» **Recorded information**:
..............................

PR #81, opened 2018-02-10
Introduce THttpServerGeneric.OnBeforeRequestProcessed & OnAfterReques…

pavelmash:
Introduce THttpServerGeneric.OnBeforeRequestProcessed & OnAfterRequesProcessed events. Implement it for HTTP.SYS based server. See [this forum post for details](https://synopse.info/forum/viewtopic.php?pid=20532#p20532)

..............................

Where a line in the listing above includes the string "THttpServerGeneric", copy that line.

Introduce THttpServerGeneric.OnBeforeRequestProcessed & OnAfterReques…
Introduce THttpServerGeneric.OnBeforeRequestProcessed & OnAfterRequesProcessed events. Implement it for HTTP.SYS based server. See [this forum post for details](https://synopse.info/forum/viewtopic.php?pid=20532#p20532)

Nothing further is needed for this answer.